CBIC to set up large assembly of lawyers to fight increasing GST litigations
The Central Board of Indirect Taxes and Customs (CBIC) is a part of the Department of Revenue under the Ministry of Finance, Government of India. It deals with the tasks of formulation of policy concerning levy and collection of Customs, Central Excise duties, Central Goods & Services Tax and IGST, prevention of smuggling and administration of matters relating to Customs, Central Excise, Central Goods & Services Tax, IGST and Narcotics to the extent under CBIC’s purview.
CBIC is facing a new challenge, apart from collecting more taxes and prompting people to comply with the tax law. The new challenge is the increasing number of litigations, especially related to Goods & Services Tax (GST). CBIC is now gearing up to put in place a large battery of lawyers to fight the increasing number of litigations, related to Goods & Services Tax (GST).

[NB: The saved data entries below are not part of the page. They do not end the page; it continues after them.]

PR #232, opened 2019-05-04
Autotuning functionality for the Toom-Cook cut-offs

czurnieden:
As the name suggests: just do a `make tune` to get well-tempered cut-off values.

I am not able to test the functionality of every makefile\*, so it would be very nice if somebody with that ability would take a look at them, thank you.


etc/statistic_summary_single_column.c
```diff
@@ -0,0 +1,316 @@
...
+   It has been written for a single use case with known input and not for general usage.
+*/
+
+/*
+   Simplified sqrt within 1 ulp, no rounding; good enough to compute the SD
+
+   From a copy of a drafted paper by Prof W. Kahan and K.C. Ng, written in May, 1986.
+   That copy can be found in the file https://www.netlib.org/fdlibm/e_sqrt.c
+*/
+static double s_sqrt(double d)
```
minad: Why not libm sqrt?

etc/statistic_summary_single_column.c
```diff
@@ -0,0 +1,316 @@
...
+   cube = cube * cube * cube;
+   return ((sum/(length)) / cube);
+}
+
+/*
+   Algorithm found in Section 2.3.4 "Finding the Median" in
+   Wirth, Niklaus. "Algorithms + data structures = programs."
+   No. 04; QA76. 6, W56.. 1976.
+*/
+static long k_smallest(long *array, int length, int k)
```
minad: Why not qsort + lookup? Is this performance critical?

etc/tune_it.sh
```diff
@@ -0,0 +1,112 @@
...
+/* SPDX-License-Identifier: Unlicense */
+
+/* Known optimal configurations
+
+ CPU                    /Compiler     /MUL CUTOFF/SQR CUTOFF
+-------------------------------------------------------------
+ Intel P4 Northwood     /GCC v3.4.1   /        88/       128/LTM 0.32 ;-)
+ AMD Athlon64           /GCC v3.4.4   /        80/       120/LTM 0.35
+
+*/
```
minad: Maybe remove those old comments?

etc/tune.c
```diff
@@ -2,141 +2,740 @@
...
+      KARATSUBA_SQR_CUTOFF = INT_MAX;
+      TOOM_MUL_CUTOFF = INT_MAX;
+      TOOM_SQR_CUTOFF = INT_MAX;
+#ifdef BN_S_MP_KARATSUBA_MUL_C
+      /*
+         The influence of the Comba multiplication cannot be
+         eradicated programmatically. It depends on the size
+         of the macro MP_WPARRAY in tommath.h which needs to
+         be changed manually (to 0 (zero)).
+       */
```
minad: Could we do something similar for MP_WPARRAY and define a tunable variable?

etc/tune_it.sh
```diff
@@ -0,0 +1,112 @@
...
+
+
+
+
+
+
+
+
+
+
```
minad: Weird ws

czurnieden: So, you think those characters have mental health problems and should go?

etc/tune.c
czurnieden: Uhm&hellip;no, `MP_WARRAY` is not tunable itself and you cannot set the value to zero easily, that would need a change to how `MP_WARRAY` gets defined.

etc/tune_it.sh
czurnieden: Can do. Shall I?

etc/statistic_summary_single_column.c
czurnieden: No qsort in LTM (grep for "unwanted" in `helper.pl`). It's more of a rule for LTM itself but I had no reason to break with it here.

etc/statistic_summary_single_column.c
czurnieden: No libm in LTM.

minad: You are also using libc printf. This is the tuner and not the lib. Please just use libc for simplicity.
For the lib, I totally agree, there shouldn't be libm and only a bit of libc.

etc/statistic_summary_single_column.c
minad: This rule should be broken. The same argument as above applies.

etc/tune_it.sh
minad: Yes, they don't make sense if the values are updated?

etc/tune.c
minad: Sure. My question is - can we make it tunable?

etc/tune_it.sh
minad: Indeed

etc/statistic_summary_single_column.c
czurnieden: > This is the tuner and not the lib

It is automated now and part of the buildprocess, so the same restrictions as for LTM itself apply.

Using floating point is already questionable here because I only use the medians as the cut-off values, the rest of the statistics is only there to approximate the error which isn't even used yet for evaluation directly, only for manual inspection (answering the question: Can I trust the result?).

I am a bit torn here: throw it all out, keep it as it is (with floating point) or redo the float part with some simple fixed-point math to have both. But the last one has definitely the largest amount of work involved.

etc/statistic_summary_single_column.c
czurnieden: Yes, but as above: it is automated now and part of the buildprocess, so the same restrictions as for LTM itself apply.

etc/tune_it.sh
czurnieden: Not even for historic reasons?
No?
OK.

etc/tune.c
czurnieden: `MP_WPARRAY`? As far as I understand it, the computed value is already at the optimum but I haven't checked the current literature yet.

My problem in `tune.c` was also a different one: I wanted to use the school-multiplication for checking the results, not the Comba multiplication.

> My question is - can we make it tunable?

Who's "we"? ;-)

etc/statistic_summary_single_column.c
minad: What is automated? Please don't replicate libc functionality of it is not strictly necessary. This will only be a maintanance burden. And I am only talking about tools.

Within the lib it is perfectly reasonable to require only a libc subset which is good for embedding.

If restrictions apply they should be lifted.

etc/tune.c
minad: Generic "we" :) It doesn't mean it has to be done. It was just a question if warray would be a potential candidate for the tuner.

etc/statistic_summary_single_column.c
czurnieden: > What is automated?

The evaluation of the TC cut-off points? That's why you called it "autotune"?

Decided to strip all function not necessary to do the evaluation of the TC cut-off points, so no floats anymore. Dependencies are now down to `strtol`, `fgets` and `(f)printf`. which even the most barebone libc should offer.

Tuning must happen on the target-architecture, where, for example in the case of small MCUs not everything what gets offered by their (the IDEs of the manufacturers) libc is, how shall I put it, usable in all and every circumstance, so we should reduce the number of dependencies. Not at all cost, of course, but if it is cheap to have like here, we should do it.

Be conservative in what you do, be liberal in what you accept from others. (Jon Postel)

I was also thinking about exchanging heap for stack to get rid of `malloc` but decided against it, didn't want to implement a sliding-window median.

etc/tune_it.sh
czurnieden: If you are wondering what I had to force-push&hellip;

etc/statistic_summary_single_column.c
minad: > Decided to strip all function not necessary to do the evaluation of the TC cut-off points, so no floats anymore. Dependencies are now down to strtol, fgets and (f)printf. which even the most barebone libc should offer.

fprintf/printf usually does floating point. A barebone libc/libm usually provides sqrt.

> Tuning must happen on the target-architecture, where, for example in the case of small MCUs not everything what gets offered by their (the IDEs of the manufacturers) libc is, how shall I put it, usable in all and every circumstance, so we should reduce the number of dependencies. Not at all cost, of course, but if it is cheap to have like here, we should do it.

I agree that it should be done on the target platform. But you are prematurely assuming certain things, which adds unnecessary code here, which I am against. You assume:

- The presence of floating point in IEEE format
- The presence of fprintf
- The presence of malloc
- That sqrt does not exist

This does not make sense.

I wrote bare metal code before. And the first things I got rid were malloc and fprintf. For sqrt you can just link against a libm. This is not our business. Furthermore the version you added accesses the floating point internals which is not portable and worse than relying on the target libm.

minad: Just to make it clear - I very much appreciate the efforts to only rely on a minimal amount of libc. I am using tommath in a setting without one actually. But we should stay reasonable and code maintainability trumps without-libc-ness. In particular if it is about tooling. The library code is a harder story.

I think the following is overkill for tooling:

* Not relying on libm for tooling
* Fixed point math
* Avoiding malloc or printf

I will go through the list of the unwanted functions.

minad: The following are currently avoided in the lib:

* memcpy, memset, memmove, memcmp: I think these should not be avoided even in the lib since every target platform supports those and they will compile to intrinsics on modern compiler for short copies. However my argument is kind of weak since modern compilers will also recognize our hand written memcpy/memset loops for example. If a platform misses those, simple versions could be provided in like 5 lines of C. The only problem is that we are probably very often not doing bytewise copy, but wordwise. This is were we would get worse with a naive C implementation. But I think memset/memcpy will so or so being present in a binary since other parts of the code are using it. Then we are doing worse here since we generate bloat which would otherwise be unnecessary given a primitive compiler. So what remains in the end is maybe that these functions clearly show the intend (as clearly as a loop?).

* strcmp: Same with strcmp, should not be avoided. Also intrinsic.

* strcpy, strncpy: On these I agree. These are bad functions. They shouldn't be used anywhere.

* clock: Should be avoided obviously, this is a syscall.

* qsort: I agree on that one.

So in my opinion not much remains of the "unwanted function" list :wink:

etc/statistic_summary_single_column.c
minad: I think the median is acceptable since it's a better algorithm than qsort.

etc/statistic_summary_single_column.c
minad: It seems you removed s_sqrt and simplified things a lot. I guess I am more happy now :)

minad:
@czurnieden Could we also run "make tune" on travis just to make sure everything works :)

czurnieden:
Please drop me a note if you want it, so I can squash it into 7f6a791 for easier merge.

minad:
Yes please squash!

minad:
Thanks for simplifying! If you want you can also rebase on top of #231 and close 231 or the other way round since they are related and interdependent. Then @sjaeckel can merge both as one. If you have time, otherwise I can do it tomorrow.

czurnieden:
> If you want you can also rebase on top of #231 and close 231 or the other way round since they are related and interdependent

But that would leave nothing to do for you! ;-)

minad:
Yes but I am afk right now.

sjaeckel:
@czurnieden I rebased and fixed after the merge of #231

czurnieden:
@sjaeckel 
> I rebased and fixed after the merge of #231

Misunderstood as wanting me to do it and not that you already did it (only read the mail) and started to rebase and fix myself. Stopped after the local rebasing and did nothing else, no pushes, no commits, nothing, still have my hands in my pocket. Figuratively, of course ;-)

Do I have to do anything or can I just relax and watch the miracles unfold?

sjaeckel:
> Do I have to do anything or can I just relax and watch the miracles unfold?

https://youtu.be/Q3_2entulkw and gn8 :)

One of the key objectives to be achieved with the introduction of GST was to reduce litigation. GST as it is being perceived by industry, is falling short of success on a core parameter for judging tax reforms i.e., reduced litigation.
Despite efforts of the government and commitments, GST law has witnessed many litigations and disputes from its implementation stage to the introduction of e-way bill system. Problems related to transition issues, non-filling of returns, refunds of taxes, export and import duties and complexities, penalties, e-way bill structures, Advance Rulings and related to many more areas are still under litigations and creating a scope for future dispute and litigations. A few areas where the maximum litigations were filled are transitional input credit of various cheeses imposed prior to the introduction of GST, anti-profiteering, transitional credit, e-way bills etc.
CBIC in a communication to Principal Chief Commissioners, Chief Commissioners, Principal Director Generals and Director Generals said that it was deliberated that an increasing number of petitions related to GST and other taxation as well as policy matters were being filed before High Courts. Further, there is a growing trend of approaching High Courts directly, sometimes even against issue of summons, thereby bypassing the statutory appellate mechanism.
Further, it was mentioned that, for proper representation and defence, it was deliberated that the Department of Revenue should have a larger pool of resources in terms of a greater number of Counsels to appear in High Courts.
All the officials were urged to recommend more Senior and Junior Counsels for handling cases of indirect taxation pertaining before High Courts and other forums. The letter clearly says that names already recommended should not be sent again. Also, new names should be forwarded by March 31.